# Monthly Archives: June 2016

## A new AM-GM inequality

I recently found the following inequalities useful:

$\displaystyle \left(x+\frac{a_1+\cdots+a_n}{n}\right)^n\ge (x+a_1)\cdots(x+a_n)\ge \left(x+\sqrt[n]{a_1\cdots a_n}\right)^n$,

for any $x,a_1,\dots,a_n\ge 0$.

To prove the left half simply apply AM-GM to the product

$\displaystyle (x+a_1)\cdots (x+a_n)\le \left(\frac{(x+a_1)+\cdots+(x+a_n)}{n}\right)^n$.
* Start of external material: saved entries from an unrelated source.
PR #668, opened 2026-07-02
Fix pic default for musl

keith:
Previously since this defaulted to on, linking cgo with musl would fail
because cgo assumes pic is off by default


keith:
the second commit here shows the issue with this approach. this breaks if you try to enable `--force_pic` unless you also set that for rules_go. this makes it pass:

```
diff --git a/tests/cgo/defs.bzl b/tests/cgo/defs.bzl
index 665010b..811a622 100644
--- a/tests/cgo/defs.bzl
+++ b/tests/cgo/defs.bzl
@@ -7,4 +7,7 @@ force_pic_go_binary, _force_pic_go_binary_internal = with_cfg(
 ).set(
     "force_pic",
     True,
+).set(
+    Label("@rules_go//go/config:linkmode"),
+    "pie",
 ).build()
```

we could maybe make rules_go read the cc* stuff for this, but I'm not sure if it's worth it. the nice thing about this change is that it works by default. we could also continue supporting `//constraints/pie` by making a new default of `unset` or something, and only respecting it when it was unset

keith:
like this works to maintain override behavior:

The right half follows directly from Hölder’s inequality.

More generally, one has

$\displaystyle\left(\frac{a_1+\cdots+a_n}{n}+\frac{b_1+\cdots+b_n}{n}\right)^n\ge (a_1+b_1)\cdots(a_n+b_n)\\\ge \left(\sqrt[n]{a_1\cdots a_n}+\sqrt[n]{b_1\cdots b_n}\right)^n$

for $a_1,\dots,a_n,b_1,\dots,b_n\ge 0$. The proof goes similarly.

One obtains similar inequalities for any number of vectors $a,b,c,\dots$.

As an example, for $a_i=i$ we get the inequalities

$\displaystyle \left(x+\frac{n+1}{2}\right)^n\ge (x+1)\cdots (x+n)>\left(x+\frac ne\right)^n$

using the fact that $\sqrt[n]{n!}/n\to 1/e$ from above.